KUALA LUMPUR: MSM Malaysia Holdings Bhd foresees demands in the local and export markets to be stronger moving forward but the high input costs continue to impede the improvement of the group’s financial performance.
“We are delighted with the government’s announcement yesterday to allow the local sugar industry to produce pure white refined sugar with prices to be determined by market forces. This will allow us to be more resilient against high input costs.
“MSM will continue to endeavour in returning to the black sustainably despite these input cost challenges,” MSM group chief executive officer Syed Feizal Syed Mohammad said in a statement.
He said the sugar industry was faced with a prolonged high input cost environment owing to the rise in cost of raw sugar, freight, natural gas and volatility of Ringgit Malaysia.

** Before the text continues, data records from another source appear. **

PR #213, opened 2021-05-11
[13.0][mig] website_event_snippet_calendar

damdam-s:
superseedes #191

PR #288, opened 2022-12-20
[15.0] [MIG] `website_event_snippet_calendar`: Migration to 15.0

Camille0907:
Migration of `website_event_snippet_calendar` module from v13  (from [this pr](https://github.com/OCA/event/pull/213)) to v15

I tried to take into accounts the last comments from the v13 pr, more recent than the latest fore-push on the branch : 
- https://github.com/OCA/event/pull/213#issuecomment-859693628: it's already the case
- https://github.com/OCA/event/pull/213#discussion_r651512054: the treatment of the url arguments is moved in the JS code, which send a dict to the python code
- https://github.com/OCA/event/pull/213#discussion_r651512741: I kept a generic name, so that we could use other arguments in the future, for exemple to filter on something else than event_type

I also made some improvements: 
- The filter is taken into account for enabling the right days on the calendar
- The option in the website has been a little bit changed:
    - The buttons to change the number of events have been renamed
    - The number of events can't go under 1 (0 was authorized, but not managed, before)
- There is now a message if the list is empty, to explain that no event is available


damdam-s (approved):

website_event_snippet_calendar/controllers/main.py
```diff
@@ -39,13 +42,24 @@ def days_with_events(self, start, end):
...
 
+    def get_event_type_from_parameters(self, parameters=None):
+        if not parameters:
+            return None
+        event_type = parameters.get("type", None)
+        if event_type:
+            try:
+                event_type = int(event_type) or None  # 0 is not a valid ID
+            except ValueError:
+                event_type = None
```
yankinmax: @Camille0907 I don't understand what you try to achieve here:
```
>>> int(0)
0
>>> int('0')
0
```
can you pls clarify?

yankinmax: Maybe you can give some examples of `event_type`?

yankinmax (approved):

website_event_snippet_calendar/controllers/main.py
Camille0907: `event_type` is supposed to be the id of a `event.type` (<=> an "Event Template") existing in the system. Events can be linked to an event template, so we want here to have the possibility to filter on the events linked to a specific "Event template" : in this case the ID of the event template has to be stored in this variable `event_type`.
This variable comes from the URL of the page, from a GET parameter : `https://my-site/specific-path?type=5`. Thus we can't be sure to have a valid ID : it can be something else than a number (caught by the `except`), or it can be 0 (IDs begin from 1) : since 0 is not valid we want the same behavior as in the `except`.
So : 
- if event_type is not a number -> we go in the `except` -> None
- if event_type is 0 (or '0') -> int(event_type) = 0 <=> False -> we go in the second part of the `or` -> None
- if event_type is a number >= 1 -> int(event_type) != 0 <=> True -> we stay in the first part of the `or` -> event_type stores the valid id

I hope I'm clear and answering to your remark

yankinmax: Nice sanitizing of `event_type`, thanks for deep expalanation

Camille0907: Makes me realize that it's completely useless : when the function is called somewhere, it checks if the returned result is equivalent to True before going further, to avoid using `None` -> returning 0 have exactly the same impact than returning None, no need to treat it as a special case
I'll simplify, thanks !

Camille0907:
Added one commit to split the function that allows to get events to display, to ease the overriding of the domain
I don't know if we want it in the migration commit or not

chienandalu (approved):

PR #293, opened 2023-01-12
[15.0][MIG] partner_event: Migration to version 15.0

stefan-tecnativa:
cc @Tecnativa TT41018

@chienandalu @victoralmau please review


chienandalu (changes requested):
Check pre-commit please

chienandalu (changes requested):
Functional test ok.

- Fix your migration commit message as is reversed with its content
- Let's update that old icon
icon(1)
icon(1)

partner_event/tests/test_event_registration.py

“Other input costs such as packaging materials, utilities and inland logistics have also increased significantly,” he added.
The sugar refiner posted a wider net loss of RM35.9mil, or loss per share of 5.10 sen from RM27.7mil, or 3.94 sen a year ago, as a result of lower margins and higher operating costs.
The group faced higher production cost driven by 5.2% higher foreign exchange and 65% increase in gas cost which resulted into higher refining cost.
Revenue for the quarter was marginally at RM588.4mil against RM595.9mil in the same quarter a year ago due to reduced export sales volume in order to prioritise local sales demand.
Meanwhile, MSM intends to grow the export footprint further between 12-15% in the near term.
“Global sugar prices have been bullish due to food security concerns and global demand outstripping production. The export market attractiveness will spur MSM volumes into China, Philippines and Indonesia,” it said.